Data-Driven Monitoring of Probiotic Fermentation in Fruit Juices Using Near-Infrared Spectroscopy and Aquaphotomics: An Innovative Approach to Food Valorization.

作者信息

Regatieri Lueji, Vitalis Flora, Bujna Erika, Nguyen Quang Duc, Kovacs Zoltan

机构信息

Department of Measurement and Process Control, Institute of Food Science and Technology, Hungarian University of Agriculture and Life Sciences (MATE), 1118 Budapest, Hungary.

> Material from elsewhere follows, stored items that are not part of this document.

PR #311, opened 2016-03-01
Adding couple of negative tests for origin security

jitsni:


specification/httpxe/src/main/scripts/org/kaazing/specification/httpxe/origin/bad.request.with.origin.header.and.x.origin.header/request.rpt
```diff
@@ -0,0 +1,28 @@
...
+#
+
+connect http://localhost:8000/path
+connected
+
+write method "POST"
+write version "HTTP/1.1"
+write header host
+write header "Origin" "http://unknownsource.example.com:80"
+write header "X-Origin" "http://unknownsource.example.com:80"
```
cmebarrow: Is this a bad request because Origin (and X-Origin) do not match the host?

specification/httpxe/src/main/scripts/org/kaazing/specification/httpxe/origin/bad.request.with.origin.header/request.rpt
```diff
@@ -0,0 +1,27 @@
+#
```
cmebarrow: Similary consider renaming to unauthorized.request.with.origin.header

cmebarrow:
@jitsni Done reviewing, looks good, just consider renaming the two new test cases

PR #923, opened 2020-07-14
Create services from context

folex:


faas-api/src/call.rs
```diff
@@ -27,11 +27,33 @@ pub struct FunctionCall {
...
     pub arguments: serde_json::Value, //TODO: make it Option<String>?
     #[serde(default, skip_serializing_if = "Option::is_none")]
     pub name: Option<String>,
     pub sender: Address,
+    /// List of modules to load when executing function
+    #[serde(default, skip_serializing_if = "Vec::is_empty")]
+    pub context: Vec<String>,
+}
+
+impl Default for FunctionCall {
```
michaelvoronov, line 43: It seems that just `#[derive(Debug, ...)]` is enough.

michaelvoronov:
Looks good, I imagined working with the pool and wakers like here.

faas-api/src/call.rs
folex: Custom default is needed to make `arguments` an empty object (`{}`) by default. This is because serde doesn't treat `null` as empty, and thus doesn't invoke `#[serde(default)]` strategy. The alternative is to implement custom de/serialize functions for `arguments` field, not sure if it's worth it

PR #928, opened 2020-07-22
Change "provide" API

folex:


folex:
> It seems that all random methods are needed only for tests. What do you think about introducing a new trait `Random` or several impl blocks for `Address`, `Protocol`, and `FunctionCall` where one would be the as current and the second would contain only `random` function?

I believe `random` methods are used across several crates, so this trait should be implemented almost in the same place, except maybe in a different file. Is that what you're suggesting?

michaelvoronov:
Yes, they should probably be in the same place.

PR #936, opened 2020-08-13
Introduce blueprints

folex:


server/src/app_service/blueprint.rs
```diff
@@ -0,0 +1,34 @@
...
+#[derive(Serialize, Deserialize, Debug, Clone)]
+pub struct Blueprint {
+    pub name: String,
+    pub id: String,
+    pub dependencies: Vec<String>,
+}
+
+impl Blueprint {
+    #[allow(dead_code)]
+    pub fn new<S: Into<String>>(name: S, id: String, dependencies: Vec<String>) -> Self {
```
michaelvoronov, line 27: Maybe make id also `Into<String>`?

server/src/app_service/files.rs
```diff
@@ -0,0 +1,46 @@
...
+}
+
+/// Returns true if file is named like a blueprint would be
+pub(super) fn is_blueprint(name: &str) -> bool {
+    name.ends_with("_blueprint.toml")
+}
+
+/// If name ends with .wasm, returns that name without .wasm. Returns None otherwise
+pub(super) fn extract_module_name(name: &str) -> Option<String> {
+    name.strip_suffix(".wasm").map(|s| s.to_string())
```
michaelvoronov, line 45: Suggest to use `Path::file_name` otherwise.

server/src/app_service/blueprint.rs
folex: actually I think there's no need for generics here at all.

PR #940, opened 2020-08-20
Client blueprint, service incapsulation

DieMyst:


client/fluence-js/src/fluenceClient.ts
```diff
@@ -303,6 +321,28 @@ export class FluenceClient {
         }
     }
 
+    async getAvailableBlueprints(peerId?: string): Promise<Blueprint[]> {
+        let resp;
+        if (peerId) {
+            resp = await this.sendCallWaitResponse(createPeerAddress(peerId), {}, "get_available_blueprints");
+        } else {
+            resp = await this.callPeer("get_available_blueprints", {}, undefined, peerId);
```
folex, line 329: peerId isn't defined here, so I think you could pass `undefined` to make intention clear
```suggestion
            resp = await this.callPeer("get_available_blueprints", {}, undefined, undefined);
```

folex (approved):

PR #941, opened 2020-08-22
Integrate call parameters

michaelvoronov:
Adds support of call parameters accessible by Wasm side.

Linked PRs:
https://github.com/fluencelabs/fce/pull/21
https://github.com/fluencelabs/rust-sdk/pull/3

### DIFF
--- a/faas-api/src/call.rs
+++ b/faas-api/src/call.rs
@@ -15,6 +15,7 @@
  */
 
 use crate::Address;
+use fluence_app_service::CallParameters;
 use serde::{Deserialize, Serialize};
 use uuid::Uuid;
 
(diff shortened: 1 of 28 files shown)


faas-api/src/call.rs
```diff
@@ -32,6 +33,7 @@ pub struct FunctionCall {
         skip_serializing_if = "serde_json::Value::is_null"
     )]
     pub arguments: serde_json::Value, //TODO: make it Option<String>?
+    pub call_parameters: Option<CallParameters>,
```
folex, line 36: I think that application id should be a part of the address, and call id is already passed via `uuid` field. I think that maybe call parameters should be derived from `call.arguments`

folex (approved):

PR #947, opened 2020-09-18
Fire client

DieMyst:


folex (approved):
maybe rename fireClient => callClient?

ultimately I'd also move address creation to a separate set of methods, so you first create needed addresses, and then call `callProvider`/`fireClient` with much fewer arguments

PR #949, opened 2020-09-24
Client particle

DieMyst:


client/fluence-js/src/particle.ts
```diff
@@ -0,0 +1,87 @@
...
+    // sign upper fields
+    signature: string,
+    data: object,
+    action: "Particle"
+}
+
+/**
+ * Copies a particle and stringify it.
+ */
+export function particleToString(call: Particle): string {
```
folex, line 36: I'd call that `stringifyParticle`, so it's clearer that it uses JSON.stringify

client/fluence-js/src/particle.ts
```diff
@@ -0,0 +1,87 @@
...
+export interface Particle {
+    id: string,
+    init_peer_id: string,
+    timestamp: number,
+    ttl: number,
+    script: string,
+    // sign upper fields
+    signature: string,
+    data: object,
+    action: "Particle"
```
folex, line 30: I'm not sure particle should contain `action`. `action` comes from `ProtocolMessage`, it's on the different level from particle

client/fluence-js/src/particle.ts
```diff
@@ -0,0 +1,87 @@
...
+        signature: json.signature,
+        data: json.data,
+        action: "Particle"
+    }
+}
+
+/**
+ * Sign a particle with a private key from peerId.
+ */
+export async function signParticle(peerId: PeerId,
```
folex, line 61: I'd separate that into two functions: `canonicalBytes(particle: Particle): Buffer` and `sign(privKey, Buffer): promise<string>`. This way, you can use `canonicalBytes` in `checkSignature` that you may need later.

client/fluence-js/src/preparedParticle.ts
```diff
@@ -14,22 +14,24 @@
...
-    return true;
+    script: string;
+    client: FluenceClient;
 
+    constructor(script: string, client: FluenceClient) {
+        this.script = script;
+        this.client = client;
+    }
+
+    async send(data: object, ttl?: number): Promise<Particle> {
```
folex, line 33: Why `PreparedParticle` knows how to send itself on the network? `ActiveObject` or something? Seems like mixed responsibilities.

I think `PreparedParticle` should only know how to convert itself into `Particle`, and the resulting particle should be sent through a single mechanism for sending all particles.

client/fluence-js/src/subscriptions.ts
```diff
@@ -14,29 +14,45 @@
  * limitations under the License.
  */
 
-import {FunctionCall} from "./functionCall";
-import {Address} from "./address";
+import {Particle} from "./particle";
 
 export class Subscriptions {
```
folex, line 19: I think all subscription logic will be replaced by `Map<string, Stepper>`, so not sure if `subscriptions.ts` is needed

client/fluence-js/src/trust/trust_graph.ts
```diff
@@ -50,9 +52,10 @@ export class TrustGraph {
 
     // Get certificates that stores in Kademlia neighbourhood by `peerId` key.
     async getCertificates(peerId: string): Promise<Certificate[]> {
-        let resp = await this.client.callPeer("certificates", {
+        let resp: any = {};
+        /*let resp = await this.client.callPeer("certificates", {
```
folex, line 56: Maybe remove that?

client/fluence-js/src/trust/trust_graph.ts
```diff
@@ -34,10 +35,11 @@ export class TrustGraph {
             certsStr.push(await certificateToString(cert));
         }
 
-        let response = await this.client.callPeer("add_certificates", {
+        /*let response = await this.client.callPeer("add_certificates", {
```
folex, line 38: Maybe remove that?

folex (changes requested):

folex (approved):

PR #950, opened 2020-09-29
AquamarineVM integration: semi-working "create" builtin service

folex:


crates/config-utils/src/config.rs
```diff
@@ -0,0 +1,54 @@
...
+ * distributed under the License is distributed on an "AS IS" BASIS,
+ * WITHOUT WARRANTIES OR CONDITIONS OF ANY KIND, either express or implied.
+ * See the License for the specific language governing permissions and
+ * limitations under the License.
+ */
+
+use libp2p_core::{identity::ed25519::Keypair, PeerId, PublicKey};
+use std::path::{Path, PathBuf};
+
+pub fn abs_path(path: PathBuf) -> PathBuf {
```
michaelvoronov, line 20: Suggest to rename it to `to_abs_path`

crates/test-utils/src/misc.rs
```diff
@@ -327,8 +349,20 @@ pub fn remove_dir(dir: &PathBuf) {
     std::fs::remove_dir_all(&dir).unwrap_or_else(|_| panic!("remove dir {:?}", dir))
 }
 
-pub fn put_aquamarine(mut tmp: PathBuf) {
-    tmp.push("aquamarine.wasm");
-    std::fs::write(&tmp, AQUAMARINE)
+pub fn abs_path(path: PathBuf) -> PathBuf {
```
michaelvoronov, line 352: It is already the same function in `crates/config-utils/src/config.rs`

crates/test-utils/src/misc.rs
```diff
@@ -327,8 +349,20 @@ pub fn remove_dir(dir: &PathBuf) {
...
+    match std::env::current_dir().ok() {
+        Some(c) => c.join(path),
+        None => path,
+    }
+}
+
+pub fn put_aquamarine(tmp: PathBuf, file_name: Option<String>) {
+    let file_name = file_name.unwrap_or("aquamarine.wasm".to_string());
```
michaelvoronov, line 360: Lets use const for that, moreover we can reexport this name from AquamarineVM, because it also uses such const.

particle-actors/src/plumber.rs
```diff
@@ -212,19 +161,26 @@ impl Plumber {
         }
     }
 
-    fn create_actor(config: ActorConfig, particle: Particle) -> Fut {
-        Box::pin(task::spawn_blocking(move || Actor::new(config, particle)))
+    fn create_actor(config: ActorConfig, particle: Particle, services: Fabric) -> Fut {
+        Box::pin(task::spawn_blocking(move || {
```
michaelvoronov, line 165: Maybe you will found more readable to use `.boxed()` instead of `Box::pin`

particle-services/src/files.rs
```diff
@@ -0,0 +1,62 @@
+/*
```
michaelvoronov, line 1: Maybe move these functions to the utils crate?

particle-services/src/files.rs
```diff
@@ -0,0 +1,62 @@
...
+
+use crate::blueprint::Blueprint;
+use std::path::{Path, PathBuf};
+
+/// Calculates filename of the config for a wasm module
+pub(super) fn module_config_name<S: AsRef<str>>(module: S) -> String {
+    format!("{}_config.toml", module.as_ref())
+}
+
+/// Calculates filename of wasm module
```
michaelvoronov, line 26: A little bit confusing with comment and name of this function

particle-services/src/files.rs
```diff
@@ -0,0 +1,62 @@
...
+pub(super) fn module_file_name<S: AsRef<str>>(module: S) -> String {
+    format!("{}.wasm", module.as_ref())
+}
+
+/// Calculates filename of the blueprint
+pub(super) fn blueprint_file_name(blueprint: &Blueprint) -> String {
+    blueprint_fname(blueprint.id.as_str())
+}
+
+pub(super) fn blueprint_fname(id: &str) -> String {
```
michaelvoronov, line 36: `module_file_name` is generic, but this receives `&str`, suggest to be consistent.

michaelvoronov (approved):

crates/test-utils/src/misc.rs
folex: I'll move that to const, but I'd prefer to avoid depending on aquamarine-vm from test-utils

particle-services/src/files.rs
folex: Nah, it's only useful to particle-services

particle-services/src/files.rs
folex: Why? It calculates a name of the wasm module file, given a name of the module. For example, it's `ipfs` in config, and `ipfs.wasm` on filesystem. That function then encapsulates knowledge about that transformation.

folex: I'd put that as a comment to clarify:
```rust
/// Calculates the name of a wasm module file, given a name of the module.
/// For example, it's ipfs in config, and ipfs.wasm on filesystem.
/// That function then encapsulates the knowledge about that transformation.
pub(super) fn module_file_name<S: AsRef<str>>(module: S) -> String {
    format!("{}.wasm", module.as_ref())
}
```

particle-services/src/files.rs
folex: I guess that happened because before `module_file_name` was used with different types of arguments, and `blueprint_fname` only with `&str`.

folex: I'll shrink `module_file_name` to receive only `&str`

PR #951, opened 2020-09-30
Stepper wasm integration

DieMyst:


client/fluence-js/src/call_service.ts
```diff
@@ -0,0 +1,44 @@
...
+registerService(logger);
+
+export function call_service(service_id: string, fn_name: string, args: string): string {
+    let service = services.get(service_id)
+    if (service) {
+        return service.call(fn_name, args)
+    } else {
+        return `Error. There is no service ${service_id}`
+    }
+}
```
folex, line 44: Hm, is it ok to have global state in the middle of a library? What would happen if someone would instantiate several `fluence-js` clients, will they share that map?

client/fluence-js/src/fluenceClient.ts
```diff
@@ -20,6 +20,9 @@ import * as PeerId from "peer-id";
 import Multiaddr from "multiaddr"
 import {FluenceConnection} from "./fluenceConnection";
 import {Subscriptions} from "./subscriptions";
+import * as stepper from "../stepper";
+
+const WASM = stepper.loadWasm();
```
folex, line 25: Global state

folex (commented):
I'm not sure how to deal with the global state. I understand it comes from the fact that wasm module's access to "host functions" like `call_service` is global, but this seems like an undesired effect. 

Having a page-global state in the library is gonna complicate things, forbid running several clients at once, and I'm sure there will be more serious consequences.

client/fluence-js/src/call_service.ts
```diff
@@ -1,4 +1,11 @@
-class Service {
+import {getService, registerService} from "./globalState";
+
+interface CallServiceResult {
+    ret_code: number,
```
folex, line 4: Maybe make this a `enum`? So we can agree on error codes meaning

client/fluence-js/src/globalState.ts
```diff
@@ -0,0 +1,12 @@
...
+// TODO put state with wasm file in each created FluenceClient
+let services: Map<string, Service> = new Map();
+
+export function registerService(service: Service) {
+    services.set(service.serviceId, service)
+}
+
+export function getService(serviceId: string): Service | undefined {
+    return services.get(serviceId)
+}
```
folex, line 12: \n

client/fluence-js/src/stepperOutcome.ts
```diff
@@ -1,4 +1,5 @@
 interface StepperOutcome {
+    ret_code: number,
```
folex, line 2: enum?

folex (approved):

PR #952, opened 2020-10-01
Integrate stepper with app services and builtin services

folex:


crates/test-utils/src/misc.rs
```diff
@@ -47,6 +46,8 @@ pub static TIMEOUT: Duration = Duration::from_secs(15);
 pub static SHORT_TIMEOUT: Duration = Duration::from_millis(100);
 pub static KAD_TIMEOUT: Duration = Duration::from_millis(500);
 
+const AQUAMARINE: &'static str = "aquamarine.wasm";
```
michaelvoronov, line 49: Seems like `'static` isn't needed here

particle-closures/src/host_closures.rs
```diff
@@ -0,0 +1,114 @@
...
+use crate::BuiltinServicesApi;
+
+use particle_actors::{vec1::Vec1, HostImportDescriptor};
+use particle_services::{Args, IType, IValue};
+
+use serde_json::json;
+use std::sync::Arc;
+
+type ClosureDescriptor = Arc<dyn Fn() -> HostImportDescriptor + Send + Sync + 'static>;
+type Closure = Arc<dyn Fn(Args) -> Option<IValue> + Send + Sync + 'static>;
```
michaelvoronov, line 26: Lets rename it to `HostClosure`?

particle-closures/src/host_closures.rs
```diff
@@ -0,0 +1,114 @@
...
+    pub call_service: Closure,
+    pub builtin: Closure,
+}
+
+impl HostClosures {
+    pub fn descriptor(self) -> ClosureDescriptor {
+        Arc::new(move || {
+            let this = self.clone();
+            HostImportDescriptor {
+                host_exported_func: Box::new(move |_, args| this.clone().route(args)),
```
michaelvoronov, line 40: Why clone is needed here?

particle-closures/src/host_closures.rs
```diff
@@ -0,0 +1,114 @@
...
+                argument_types: vec![IType::String, IType::String, IType::String],
+                output_type: Some(IType::Record(0)),
+                error_handler: None,
+            }
+        })
+    }
+
+    fn route(self, args: Vec<IValue>) -> Option<IValue> {
```
michaelvoronov, line 48: Maybe make self passed by ref? In this case cloning above isn't needed at all.

particle-closures/src/host_closures.rs
```diff
@@ -0,0 +1,114 @@
...
+        // route
+        match args.service_id.as_str() {
+            "create" => (self.create_service)(args),
+            s if BuiltinServicesApi::is_builtin(&s) => (self.builtin)(args),
+            _ => (self.call_service)(args),
+        }
+    }
+}
+
+pub fn as_record(v: std::result::Result<IValue, IValue>) -> Option<IValue> {
```
michaelvoronov, line 66: Are there any reasons to duplicate this and other functions below in `vm.rs`?

particle-closures/src/mailbox.rs
```diff
@@ -0,0 +1,139 @@
...
+
+use futures::{channel::mpsc, StreamExt};
+use libp2p::kad::record;
+use std::{
+    collections::HashSet,
+    sync::{mpsc as std_mpsc, Arc},
+    task::{Context, Poll},
+};
+
+pub(super) type Closure = Arc<dyn Fn(Args) -> Option<IValue> + Send + Sync + 'static>;
```
michaelvoronov, line 32: This type's already defined in `host_closures.rs`.

particle-closures/src/mailbox.rs
```diff
@@ -0,0 +1,139 @@
...
+impl Mailbox {
+    pub fn resolve_complete(
+        &mut self,
+        key: record::Key,
+        value: Result<HashSet<Vec<u8>>, ResolveErrorKind>,
+    ) {
+        for cmd in self.waiting.remove(&Key::DHT(key.clone())) {
+            let result = BuiltinCommandResult::DHTResolved(
+                key.clone(),
+                value.clone().map(|v| v.into_iter().collect()),
```
michaelvoronov, line 122: Here you are clonning and converting it to iter on the each step of cycle. Seems like it is possible to make it out of the cycle.

particle-dht/src/resolve.rs
```diff
@@ -14,26 +14,81 @@
...
+
 impl ParticleDHT {
+    pub fn resolve(&mut self, key: Key) {
+        self.kademlia.get_record(&key, Quorum::Majority);
+    }
+
+    pub(super) fn resolved(&mut self, result: GetRecordResult) {
+        match Self::recover_get(result) {
+            Ok(records) => {
+                let key = records.iter().next().unwrap().record.key.clone();
```
michaelvoronov, line 36: Suggest to leave a comment why unwrap is safe here

particle-services/src/app_services.rs
```diff
@@ -0,0 +1,103 @@
...
+use crate::error::ServiceError;
+use crate::error::ServiceError::MissingBlueprintId;
+use crate::vm::{as_record, create_vm};
+
+use fluence_app_service::{AppService, IValue};
+
+use parking_lot::{Mutex, RwLock};
+use std::{collections::HashMap, sync::Arc};
+
+type Closure = Arc<dyn Fn(Args) -> Option<IValue> + Send + Sync + 'static>;
```
michaelvoronov, line 28: This type's already defined in `host_closures.rs`.

particle-services/src/app_services.rs
```diff
@@ -0,0 +1,103 @@
...
+
+        Arc::new(move |args| {
+            let call = || -> Result<Vec<IValue>, ServiceError> {
+                let services = services.read();
+                let vm = services
+                    .get(&args.service_id)
+                    .ok_or(ServiceError::NoSuchInstance(args.service_id))?;
+                let result = vm
+                    .lock()
+                    .call("facade".to_string(), args.fname, args.args, <_>::default())
```
michaelvoronov, line 88: What does "facade" mean here? Or it is a stub?

michaelvoronov (approved):

particle-services/src/app_services.rs
```diff
@@ -0,0 +1,103 @@
...
+impl ParticleAppServices {
+    pub fn new(config: ServicesConfig) -> Self {
+        Self {
+            config,
+            services: <_>::default(),
+        }
+    }
+
+    pub fn create_service(&self) -> Closure {
+        let services = self.services.clone();
```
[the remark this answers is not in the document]
folex: It's an `Arc<RwLock<HashMap<String, VM>>>`, it's meant to be cloned and moved into closure:
```
            let result = match make_vm() {
                Ok(vm) => {
                    let vm = Arc::new(Mutex::new(vm));
                    services.write().insert(service_id.clone(), vm);
                    Ok(IValue::String(service_id))
                }
```

particle-server/src/config/fluence_config.rs
```diff
@@ -97,12 +98,15 @@ pub struct ServerConfig {
     #[serde(default = "default_services_basedir")]
     pub services_base_dir: PathBuf,
 
-    #[serde(default = "Vec::new")]
-    pub services_envs: Vec<String>,
+    #[serde(default)]
+    pub services_envs: HashMap<Vec<u8>, Vec<u8>>,
```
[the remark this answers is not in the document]
folex: No, I think it's too minor of a repetition to be DRYed via complex dependencies

particle-closures/src/host_closures.rs
folex: At this point it's just a closure, I think. It's the usage that makes this `Closure` a `HostClosure`

particle-closures/src/host_closures.rs
folex: Because `this` gets cloned from closure on every call. That makes it `Fn`, without clone it would be `FnOnce`

particle-closures/src/host_closures.rs
folex: You can't pass it by ref, it is destructed at the end:

```
        match args.service_id.as_str() {
            "create" => (self.create_service)(args),
            s if BuiltinServicesApi::is_builtin(&s) => (self.builtin)(args),
            _ => (self.call_service)(args),
        }
```

It is possible to pass by ref, and then clone only a single Arc at the very end, is that what you mean?

```
    fn route(&self, args: Vec<IValue>) -> Option<IValue> {
        ...
        match args.service_id.as_str() {
            "create" => (self.create_service.clone())(args),
            s if BuiltinServicesApi::is_builtin(&s) => (self.builtin.clone())(args),
            _ => (self.call_service.clone())(args),
        }
```

particle-closures/src/host_closures.rs
folex: No reason. I'll move them to a separate crate in the next PR

particle-closures/src/mailbox.rs
folex: I'll move them to a separate crate in the next PR

particle-closures/src/mailbox.rs
folex: How is it possible? I have a `Result<HashSet<_>, ResolveErrorKind>`, and need to send that to several channels. I think it is only possible via cloning on each iteration. Do you see any other way around that?

particle-services/src/app_services.rs
folex: It's a stub. In discussions, we agreed that services shouldn't be addressable by module name, only by functions name, because only facade module should be callable

particle-services/src/app_services.rs
```diff
@@ -0,0 +1,103 @@
...
+            let make_vm = || {
+                let blueprint_id = args
+                    .get("blueprint_id")
+                    .and_then(|v| v.as_str())
+                    .ok_or(MissingBlueprintId)?
+                    .to_string();
+
+                let user_id = args
+                    .get("user_id")
+                    .and_then(|v| Some(v.as_str()?.to_string()));
```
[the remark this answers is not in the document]
folex: Unfortunately, you can't do that because map expects you to return String, and `?` expects you to return Option

particle-services/src/app_services.rs
michaelvoronov: Oy, I think we should integrate this to AppService instead. But it is a story for nxt PR's.

particle-closures/src/mailbox.rs
michaelvoronov: Sorry, I wasn't clear, I meant

```rust
        let dht_value = value.map(|v| v.into_iter().collect());
        for cmd in self.waiting.remove(&Key::DHT(key.clone())) {
            let result = BuiltinCommandResult::DHTResolved(
                key.clone(),
                dht_value.clone(),
            );
            cmd.outlet.send(result.clone()).expect("resolve_complete")
        }
```

In this approach iterator is created only once, and then cloned.

particle-services/src/app_services.rs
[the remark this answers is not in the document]
michaelvoronov: Hmm, yes, what about?

```rust
                let user_id = args
                    .get("user_id")
                    .and_then(|v| v.as_str())
                    .map(|v| v.to_string());
```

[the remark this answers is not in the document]
folex: Well, that is longer and bigger by one closure. It is possible to write `.and_then(|v| v.as_str()?.to_string().into());`, if `Some(..)` is what you dislike about that code

particle-closures/src/host_closures.rs
folex: I see your point now, I'll change it to be &self

particle-services/src/app_services.rs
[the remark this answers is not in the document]
folex: I see your point, there's an additional allocation in my approach: `Some(v)` needs to write tag next to `v`, so it needs to allocate it

particle-services/src/app_services.rs
folex: Yep, I think so, too

particle-services/src/app_services.rs
```diff
@@ -0,0 +1,103 @@
...
+                    .lock()
+                    .call("facade".to_string(), args.fname, args.args, <_>::default())
+                    .map_err(ServiceError::Engine)?;
+
+                Ok(result)
+            };
+
+            let result = match call() {
+                // AppService always returns a single element
+                Ok(result) => Ok(result.into_iter().next().expect("must be defined")),
```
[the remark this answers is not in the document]
folex: I'll fix that in the next PR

Department of Bioengineering and Alcoholic Drink Technology, Institute of Food Science and Technology, Hungarian University of Agriculture and Life Sciences (MATE), 1118 Budapest, Hungary.

出版信息

Foods. 2025 Apr 5;14(7):1274. doi: 10.3390/foods14071274.

DOI:10.3390/foods14071274
PMID:40238555
原文链接:https://pmc.ncbi.nlm.nih.gov/articles/PMC11988648/
Abstract

The nutritional effects of fruit juices, combined with the added value of a probiotic, provide a plant-based fortified functional food. Some process-related drawbacks are caused by the pH parameter, which will affect the survival of probiotics during their industrial processing and storage. By means of developing a monitoring method for probiotic activity, the present study aims to investigate the application of near-infrared spectroscopy (NIR) as a correlative analytical method for fermentation process tracking, in association with the different absorption patterns of bound water, explained by aquaphotomics. The data evaluated in the wavelength range of 1300-1600 nm indicate classification accuracies of 99-100% and 99-93% during calibration and validation, respectively, when applying PCA-LDA for discriminating the fermentation times, for each one of the single and mixed bacterial groups. During PLSR prediction, according to the fermentation times, the validation models developed for pH show coefficients of determination in the range of 0.96 to nearly 1 and root mean square errors of 0.05 and 0.19. On the other hand, for the PLSR prediction of log cell count (CFU/mL), validation modeling shows a coefficient of determination of 0.85 and a root mean square error of 0.23. All things considered, the results support the applicability of combining NIR and aquaphotomics as a bioprocess monitoring tool, which can be further implemented in different studies and industrial contexts.

摘要

果汁的营养功效,再加上益生菌的附加值,构成了一种基于植物的强化功能性食品。一些与加工过程相关的缺点是由pH参数引起的,这会影响益生菌在工业加工和储存过程中的存活。通过开发一种益生菌活性监测方法,本研究旨在探讨近红外光谱(NIR)作为一种相关分析方法在发酵过程跟踪中的应用,并结合水光谱学解释的结合水的不同吸收模式。在1300 - 1600 nm波长范围内评估的数据表明,当应用主成分分析-线性判别分析(PCA-LDA)来区分单一和混合细菌组中每一组的发酵时间时,在校准和验证期间的分类准确率分别为99 - 100%和99 - 93%。在偏最小二乘回归(PLSR)预测过程中,根据发酵时间,为pH值建立的验证模型的决定系数在0.96至接近1的范围内,均方根误差分别为0.05和0.19。另一方面,对于对数细胞计数(CFU/mL)的PLSR预测,验证模型的决定系数为0.85,均方根误差为0.23。综合考虑,结果支持将近红外光谱和水光谱学结合作为生物过程监测工具的适用性,这可以在不同的研究和工业环境中进一步实施。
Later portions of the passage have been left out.